In India, only in the most exceptional cases will the courts enforce keep-open covenants by ordering specific performance. Where theoretically claiming the damage by landlords is hasslefree if a tenant breaches its keep-open covenant, it will be difficult for a landlord to substantiate its loss. It is particularly difficult if there are no turn-over rent provisions in the lease. For example, how do you value a drop in footfall? The remedy available for a landlord is “specific performance”. This is a court order obliging the tenant to re-open the premises and recommence trading.

Landlord duties amidst Legal Issues Due to Coronavirus

We expect that a court would view the compliance-with-statute clause as taking precedence over the keep-open provisions in the lease. This may, however, give rise to a further dispute as to whether a landlord should expect to continue to receive rental income under the lease provisions as rent suspension clauses (not very common in regular leases) will normally apply only in the event of any material damage and destruction to the premises. It is likely that landlords will be able to enforce rental provisions: one could argue that the tenant’s business could continue to trade online, or it could implement agile working policies. But it remains to be seen how courts would treat this should any tenant dispute the matter.Nevertheless, in a confirmed case of coronavirus COVID-19, measures will primarily be dictated by the government, and the best approach to comply with health and safety obligations will be to follow these dictations.

Occupier’s liability amidst Legal Issues Due to Coronavirus: A landlord may be in control of whole or any part of the premise and so he automatically is liable to take the requisite measures concerning any person, be it invited/uninvited entering the premise. It is unlikely that any additional liabilities will result from such legislation.

Way forward

Even after the Lockdown is relaxed, the real estate industry will continue to face challenges as business may not be as seamless as it was earlier due to various factors, including social distancing, shortage in supply chain of essentials or non-essential commodities and goods, non-availability of construction raw materials or migrant workers.

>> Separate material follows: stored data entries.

PR #4053, opened 2026-06-08
docs: add core-developer self-merge policy

maxrjones:
The contributor guide currently says "Ideally, pull requests submitted by a core developer should be reviewed and approved by at least one other core developer before being merged." It doesn't define when that "ideally" can be relaxed.

This PR defines circumstances under which a core developer should feel empowered to self-review and merge a PR. The goal is to focus reviewer energy on the changes where it matters, and to reduce review load on routine, low-risk ones.

We should continue to evaluate the self-review boundary as the split between writing code and reviewing AI-generated code evolves. This is just a starting point.

As an example, I think https://github.com/zarr-developers/zarr-python/pull/4047 should be self-mergable.

The new content lives in a `Project governance` section that groups the maintainer-facing process (PR merging, the new self-merge policy, and the release procedure, which moved up from the bottom of the page into this section).

TODO:


dcherian:
+10_000!

Can we add "low-blast-radius bug fixes" and "emergency bug fixes" to the list too? We already trust maintainers with the commit bit; i think we can by default trust them to make reasonable decisions regarding when to self-merge.

I'd like to add "low-blast-radius new features" too, but am having trouble defining it.

maxrjones:
> +10_000!
> 
> Can we add "low-blast-radius bug fixes" and "emergency bug fixes" to the list too? We already trust maintainers with the commit bit; i think we can by default trust them to make reasonable decisions regarding when to self-merge.
> 
> I'd like to add "low-blast-radius new features" too, but am having trouble defining it.

thanks for your feedback! I took a stab at addressing your comment in [`3fb243d` (this PR)](https://github.com/zarr-developers/zarr-python/pull/4053/commits/3fb243ddef28c98d9f2d06665eaf5cd8fc51df62)

docs/contributing.md
```diff
@@ -327,14 +327,79 @@ Alternatively, you can manually create the files in the `changes` directory usin
...
+
+#### Conditions
+
+A core developer may self-merge their own pull request only when **all** of the following hold:
+
+1. The change falls into one of the eligible categories listed below.
+2. The standard merge requirements above are met — all CI checks have passed (GitHub Actions, Codecov) against code that has had the latest `main` merged in, and the milestone is set.
+3. The pull request has been open for at least **24 hours, not counting Saturdays or Sundays (UTC)**, with no unresolved objection from another core developer. This ensures the change is visible during at least one working day, so other core developers have a realistic chance to object.
+4. The author has applied the `self-merge-eligible` label. Any core developer may remove this label, which returns the pull request to the standard review process. Removing the label does not require justification.
+
```
dcherian: I don't like how prescriptive this is, but I have not been very closely involved recently to know if a looser policy would be problematic.

My perspective: By adding members of the maintenance team, we are implicitly placing a lot of trust in them. I think we can trust people to make decisions, and we want to bias towards action. This kind of prescriptive rule writing biases against action which is sad. 

FWIW Xarray switched (implicitly) to a far more permissive merge-within-3-days-if-you-think-it-is-ok and the project is far better off for it. It also tends to encourage newer maintainers to get comfortable merging changes. Reverts are cheap.

dcherian (approved):
Approving since it is an improvement.

I left a comment arguing for a looser policy: https://github.com/zarr-developers/zarr-python/pull/4053/changes#r3375928403

docs/contributing.md
maxrjones: I support a more permissive policy. Since no one else has commented yet, I'll adjust the PR to use a less prescriptive approach

TomAugspurger (commented):
I was going to leave a comment similar to Deepak's. I'm glad he beat me to it.

docs/contributing.md
maxrjones: done in [`6234621` (this PR)](https://github.com/zarr-developers/zarr-python/pull/4053/commits/6234621b48f02e3226fb22f561c5328399ffd310)

maxrjones:
fyi @dcherian @TomAugspurger the current language is more trusting/less prescriptive than when Deepak approved the PR, but in line with your preferences IIUC

d-v-b:
thanks for writing this up max, I think it's a great idea. Since this reduces the formality / oversight for commits on main, maybe we could afford to increase the formality level / oversight for _releases_. Offhand I can't think of any particular rules or procedures to change, so maybe we can leave the language as-is. But my feeling is that when it's time for a release we should probably aim to have ~two contributors review all the PRs merged since the previous release. That's an aspiration, and it depends on dev time etc etc, so maybe just something to mention as a note.

maxrjones:
> Since this reduces the formality / oversight for commits on main, maybe we could afford to increase the formality level / oversight for releases. Offhand I can't think of any particular rules or procedures to change, so maybe we can leave the language as-is. But my feeling is that when it's time for a release we should probably aim to have ~two contributors review all the PRs merged since the previous release. That's an aspiration, and it depends on dev time etc etc, so maybe just something to mention as a note.

Thanks for raising this for discussion. I think the bar that we're unlikely to meet is to have two contributors "review" all the PRs, where review means understand and agree with all the changes. It would help to understand more specifically what problem(s) you want to avoid via higher formality/oversight for releases (e.g., bugs, poorly designed features, ...)? That would help establish whether we can use CI and/or AI to address some of the concerns without moving the human bottleneck from merging PRs to making releases.

docs/contributing.md
```diff
@@ -327,14 +327,43 @@ Alternatively, you can manually create the files in the `changes` directory usin
...
 
 Before merging, the milestone must be set to decide whether a PR will be in the next patch, minor, or major release. The next section explains which types of changes go in each release.
 
+### Self-merging pull requests
+
+The default is that a pull request opened by a core developer is reviewed and approved by at least one other core developer before it is merged. We trust core developers to use their judgment, though, and we would rather bias toward action than make routine changes wait on review they do not really need.
+
+So a core developer may merge their own pull request whenever they judge the change to be low-risk, provided the standard merge requirements are met — CI is green against code that has had the latest `main` merged in, and the milestone is set — and other core developers have had a fair chance to weigh in. As a rule of thumb, leave the pull request open for a few days before self-merging, unless it is genuinely trivial or time-sensitive. If you are confident a change is fine, merge it; if you have real doubts, ask for a review.
```
ilan-gold: So I assume, to some degree, the goal here is to accelerate development.  In this sense, could we require review requested but not received? This way, another developer would be _aware_ of a change at least but not necessarily have to spend time reviewing it. I think disseminating this knowledge of what is being fixed and how is nice i.e., not just one person knows what is going on even if the person whose review is requested is not necessarily doing a review.

d-v-b:
>  It would help to understand more specifically what problem(s) you want to avoid via higher formality/oversight for releases (e.g., bugs, poorly designed features, ...)?

All types of problems are in scope here. I'm thinking in very simple terms: today, we have a certain rate of review-per-change `r_1`. If we apply the changes recommended here, we will end up with a new rate of review-per-change `r_2`, where `r_2 < r_1` (most likely). That means less review, and so scoped only the PRs, this means more PRs with problems of any kind slipping through. On its own, that would be problematic. But if we are deliberate about applying compensatory review prior to _releases_, then we can get back to our old effective review rate `r_1`, and then we don't expect a higher rate of bugs.

I don't think we need to literally review every single merged PR in detail prior to releases. Just that, to retain our total review rate, a decrease in PR review must be compensated by review at some other time (namely, releases).

d-v-b:
we could also decide that the reduction in review here will only negligibly increase the rate of problematic stuff getting merged, and that this is largely outweighed by higher dev velocity (which I desperately want).

docs/contributing.md
maxrjones: I like the direction of making sure multiple people are aware of what is going on in the code base.

I'm wondering if there's a different mechanism than review requests that could accomplish this, so that it's more clear whether the author is seeking awareness vs. a [true review](https://github.com/zarr-developers/governance/blob/main/CORE_DEV_GUIDE.md#how-to-conduct-a-good-review). What do you think about adding a statement that authors should feel encouraged to ping one or more other core developers for feedback on the scope of the change without formally requesting a review?

maxrjones:
> we could also decide that the reduction in review here will only negligibly increase the rate of problematic stuff getting merged, and that this is largely outweighed by higher dev velocity (which I desperately want).

I think we need non-human bottlenecked ways of making sure that a reduction in PR review numbers doesn't harm the quality of the library. This could include:

- CI improvements (improving our test's ability to catch regressions, etc. should be quicker than ever right now) 
- Agentic skills for self-review and/or pre-release

My thesis in opening this PR (which really just makes our trust model more explicit, rather than changing it) is that it's not possible to address the core-dev author review bottleneck via human effort for a couple reasons:

- we won't be able to increase the reviewer pool to match the rate of core-dev driven code development, given the current balance of AI speed/quality/cost. In order to prevent an active core-dev code writer from becoming prohibitively frustrated by the pace, or the reviewer pool from burning out, the role of the core-dev PR author needs to shift into a dual author/reviewer role.
- there might be a part of the codebase that one core dev wants to improve but cannot motivate any other core devs to invest time in.

docs/contributing.md
ilan-gold: Yup, that seems like the route.  Just ping someone who you maybe know has touched this part of the code

maxrjones: I modified this section accordingly in [`f169d9b` (this PR)](https://github.com/zarr-developers/zarr-python/pull/4053/commits/f169d9b415b38944695cb9630f478b22efbb58a1)

d-v-b (approved):

d-v-b:
image

d-v-b:
thanks max! I made this change in the configuration of `main`

maxrjones:
> thanks max! I made this change in the configuration of `main`

I think there's an option to allow administrators to bypass requirements that would work better, since the configuration above applies to both core devs and non-core dev PR, but the trust model here just applies to core devs

d-v-b:
I'll look into that, unless someone gets there first

d-v-b:
I deselected the box indicated
> Do not allow bypassing the above settings The above settings will apply to administrators and custom roles with the "bypass branch protections" permission. 

This also allows merging when tests / checks are failing, but that seems OK as an extension of our new trust principle.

Further, there is a high possibility that different Courts in India may view the impact of the Pandemic on contractual obligations of parties differently, thereby creating further conflicts and adversities.

Considering the above, the Central Government should consider modifying the DMA, to address the conflict which may arise on account of the parties inability to perform their obligations because of the P and balancing the interest of all stakeholders. The Government may also consider appointing a special authority to assess if non-performance of a contract by a party was directly or indirectly linked to the Pandemic.

The industry is expecting a reasonable relaxation and extension of time in regulatory compliances, including fast track approval process to reduce project costs. Developers are hopeful that the government would reduce the statutory / development charges, premiums, GST and stamp duty and also provide input tax credit benefit to the sector for atleast one year to tide over the existing cash crunch. The three months moratorium to be provided by banks to developers and apartment purchasers, as well as extension provided by RERA to developers beyond three months, is being sought to be further extended for a reasonable period.